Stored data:
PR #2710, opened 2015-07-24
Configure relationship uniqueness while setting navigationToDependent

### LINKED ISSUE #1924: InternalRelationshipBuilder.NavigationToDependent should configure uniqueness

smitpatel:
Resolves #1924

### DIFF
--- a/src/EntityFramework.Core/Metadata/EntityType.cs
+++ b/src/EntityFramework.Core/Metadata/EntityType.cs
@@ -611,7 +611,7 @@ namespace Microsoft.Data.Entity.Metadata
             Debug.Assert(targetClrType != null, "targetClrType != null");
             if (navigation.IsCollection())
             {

• [What you should do] Starting at the line that contains "-611,7 +611,7 @@ namespace Microsoft.Data.Entity.Metadata", return every line through the last one above, exactly as written.

• [Problem solution]
@@ -611,7 +611,7 @@ namespace Microsoft.Data.Entity.Metadata
             Debug.Assert(targetClrType != null, "targetClrType != null");
             if (navigation.IsCollection())
             {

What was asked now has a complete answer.